# Two little Mill dogs



## plenty pets 20 (Jul 8, 2006)

AMA Rescue is picking up a couple of young females from a puppymill in the high desert of Southern California.
They are coming from a Korean puppymill and have been kept in a metal shed with no heat or A/C. The lady that has picked them up says their teeth are totally black and they are very scared. They are young at 3-4 yrs old, so we are happy to get them out for the rest of their lives.
They will be going to Judy's home after they are vetted. 
We have had so many rescues this past year (116), that I am just sharing a few of the special ones.
Hugs, Edie


----------



## Furbabies mom (Jul 25, 2011)

Oh gosh,two more! Look at those little sweeties! I've never even thought of puppy mills in other countries, so sad! I hope that these two find wonderful forever homes!


----------



## plenty pets 20 (Jul 8, 2006)

Sorry if I am confusing things. The people that are running the puppymill in the Southern California high desert are Korean. Los Angeles seems to have a lot of BYB or puppymills that are being run by Korean's. 
Edie


----------



## Furbabies mom (Jul 25, 2011)

Oh I understand now.


----------



## maltese#1fan (Feb 20, 2012)

Oh those poor babies. I hope they find their forever homes soon.


----------



## aksm4 (Nov 28, 2011)

Adorable!!!!!!!


----------



## Snowbody (Jan 3, 2009)

So sad.

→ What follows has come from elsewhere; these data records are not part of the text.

PR #512, opened 2021-04-18
Bump revive-action to v2

morphy2k:
I just released a [new major version](https://github.com/morphy2k/revive-action/releases/tag/v2.0.0) which, among other things, fixes the permission issue with PRs.

GitHub recently further restricted the permissions of the token, which severely limits the use when annotations are enabled. I switched to a [new alternative](https://github.com/morphy2k/revive-action/pull/48), this no longer requires direct access to the API.


chavacava:
Thanks @morphy2k!

PR #514, opened 2021-04-30
range-val-address: improve detection

### LINKED ISSUE #513: range-val-address: does not detect specific case
**Describe the bug**
range-val-address does not detect an address reuse

**To Reproduce**
see https://play.golang.org/p/Dp4jBn9d0Ci for details.

**Expected behavior**
Revive should tell the user that this code is bad

**Additional context**
pull request ready.

bernhardreisenberger:
This will improve the range-val-address rule to detect more issues in the code.

Closes #513

### DIFF
--- a/rule/range-val-address.go
+++ b/rule/range-val-address.go
@@ -77,7 +77,7 @@ func (bw rangeBodyVisitor) Visit(node ast.Node) ast.Visitor {
 
 	for _, exp := range asgmt.Rhs {
 		switch e := exp.(type) {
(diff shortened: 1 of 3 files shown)


bernhardreisenberger:
not able to fix travis in this case

chavacava:
Hi @bernhardreisenberger , thanks for the issue and the PR. 
It looks good to me, if you can fix the 2 linter errors in the PR it will be nice.

PR #521, opened 2021-05-20
Adds configuration option to enable all available rules

### LINKED ISSUE #517: Expose the ability to enable all rules
Hello, and thanks for the linter. I have a feature request.

Right now, it appears that the only way that users can enable all rules and disable one rule is to manually specify every single existing rule into the config except for the one specific one that they don't want.

This is tedious, and not very future proof.
Meaning that when you guys add a new useful rule, I don't want to have to manually do research and find out which specific new rule that you added, and then manually add that new rule to my config in order to stay up-to-date. I just want to upgrade my version of `golangci-lint` and automatically get the latest and greatest linting without having to change my config.

As an analogy, golangci-lint allows this kind of workflow with the following YML config:

```yml
linters:
  enable-all: true
  disable:
    # These linters are deprecated
    - interfacer
    - maligned
    - scopelint
```

chavacava:
Closes #517

### DIFF
--- a/README.md
+++ b/README.md
@@ -291,7 +291,6 @@ enableAllRules = true
     Arguments = [7]
 [rule.function-result-limit]    
     Arguments = [3]
-
 ```
 
 ### Default Configuration
@@ -595,4 +594,3 @@ REVIVE_FORCE_COLOR=1 revive -formatter friendly ./... | tee revive.log
 ## License
 
 MIT
-
--- a/README.md
+++ b/README.md
@@ -240,6 +240,60 @@ warningCode = 0
   severity = "error"
 ```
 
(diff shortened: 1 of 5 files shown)


README.md
```diff
@@ -240,6 +240,60 @@ warningCode = 0
...
+# Rule tunning
+[rule.argument-limit]
+    Arguments = [5]
+[rule.cyclomatic]    
+    Arguments = [10]
+[rule.cognitive-complexity]    
+    Arguments = [7]
+[rule.function-result-limit]    
+    Arguments = [3]
+
```
mgechev, line 294:
```suggestion
```

PR #528, opened 2021-05-31
simplify: redundant map composite literal

sina-devel:


chavacava:
Hi @sina-devel thanks for the PR

PR #530, opened 2021-06-03
new rule: nested-structs

### LINKED ISSUE #529: Disallow nested structs
No.

Nested structs in projects are annoying and ugly. I'd like a rule that disallows them entirely.

I haven't really considered any alternatives. I'm not sure if there are any.

**Additional context**
For example:

```go
type Parameters struct {
	Options []struct {
		Value string `json:"value"`
	} `json:"options,omitempty"`
}
```

Is awful to look at. This is a 1000x better:

```go
type Option struct {
	Value string `json:"value"`
}

type Parameters struct {
	Options []Option `json:"options,omitempty"`
}
```

rdeusser:
### Please, describe in details what's your motivation for this PR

Black teeth :w00t: How can they be so heartless.


----------



## Zoe's Mom88 (Apr 25, 2011)

They are so sweet looking. It just doesn't end.


----------



## Avec Bravissimo (Nov 23, 2012)

Puppy mills....**** on earth.,,,poor babies.


----------



## Zoe's Mom88 (Apr 25, 2011)

So sad....I hope Karma gets to those who put this upon these poor innocent pups. Thanks for all you do.


----------